Stop me if you’ve heard it: A Catholic school in a suburb of Kansas City (about five minutes from where I lived previously) denied entrance to a KINDERGARTNER because the student’s parents were gay.
I mean, they love all the babies and they want all the babies and please bring them all the babies—as long as the babies are fetuses. But they’ll not suffer a child with two dads. Nah. Need not apply.
The good news is that the community pushback has been tremendous, even from within the school itself. After the priest put out an utterly tone-deaf and oblivious letter that “the child could never possibly reconcile the church’s teachings with what he’s learning at home! This is really the kind thing, people!”, the parents of other students called BS and said we are not here for this, etc. Last I heard, this mess was ongoing. But for the moment, it is purely anecdotal.

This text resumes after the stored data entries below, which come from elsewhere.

PR #5944, opened 2024-04-08
Fix for WFCORE-6776, Can't specify a stability level when starting a bootable JAR.

jfdenise:
Issue: https://issues.redhat.com/browse/WFCORE-6776

### DIFF
--- a/bootable-jar/runtime/src/main/java/org/wildfly/core/jar/runtime/CmdUsage.java
+++ b/bootable-jar/runtime/src/main/java/org/wildfly/core/jar/runtime/CmdUsage.java
@@ -9,6 +9,7 @@ import org.jboss.as.controller.persistence.ConfigurationExtensionFactory;
 
 import org.jboss.as.process.CommandLineArgumentUsage;
 import org.jboss.as.process.CommandLineConstants;
+import org.jboss.as.version.ProductConfig;
 import org.wildfly.core.jar.runtime._private.BootableJarLogger;
 
 /**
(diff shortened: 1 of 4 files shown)


yersan:
@jfdenise FYI: ManagementOnlyModeTestCase is unrelated and tracked on a different Jira https://issues.redhat.com/browse/WFLY-19219

bootable-jar/runtime/src/main/java/org/wildfly/core/jar/runtime/CmdUsage.java
```diff
@@ -48,6 +48,9 @@ public static void init() {
         addArguments(CommandLineConstants.SECMGR);
         instructions.add(BootableJarLogger.ROOT_LOGGER.argSecurityManager());
 
+        addArguments(CommandLineConstants.STABILITY + "=<value>");
+        instructions.add(BootableJarLogger.ROOT_LOGGER.argStability());
```
yersan, line 52: Would it be possible for the Bootable JAR to get the available stability levels from ProductConfig.getStabilitySet()?

In addition, we have a kind of restriction here where the stability levels should be hidden when there is only one permissible stability level. See https://github.com/wildfly/wildfly-core/blob/b20d4c06b41542316af51ff213bb564f2574d3d3/server/src/main/java/org/jboss/as/server/CommandLineArgumentUsageImpl.java#L83-L86 as a reference. CC @pferraro

jfdenise: @yersan , thank-you. I adjusted to comply with what we do in the server.

yersan (approved):

yersan:
Thanks @jfdenise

As is, meanwhile, the United Methodist Church that continues to shoot itself in the ecclesial foot and commit itself to eternal irrelevance. If you haven’t been following that action … well, you’re probably better off. Let’s just say that while a large segment of the body pushed for inclusion, the denomination as a whole ultimately doubled down on its refusal of gay weddings and ordinations.
2019. Here we are.
It’s not like homophobia in the church is a new thing. But it does seem to be trending right now. Maybe that’s because, with more and more Christians pushing for inclusion and acceptance, the voices of “no” have to be even louder. Which begs the question: what are they afraid of?
I have some theories. Here are four:
- The eternal retribution of God. No lie, some people honestly believe in their bones that failure to alert fellow Christians to their “sinful” ways will result in the harsh judgment of the almighty. And I don’t mean judgment on the purported sinner—but on the reporter himself/herself. Like, if I see you are about to go drown a sack of kittens, and I don’t holler at you to “stop, because the Bible says so!” then I, myself, will somehow be facing the inferno doors because of it. Honestly, a person who would drown a sack of kittens actually makes the list of souls for which I am concerned. It defies belief that this is some folks’ actual image of God, and therefore, their idea of what it means to be a Christian. I’m sad for them more than anything … but I sure wish they didn’t have so much power to wreck people’s lives with their misguided beliefs.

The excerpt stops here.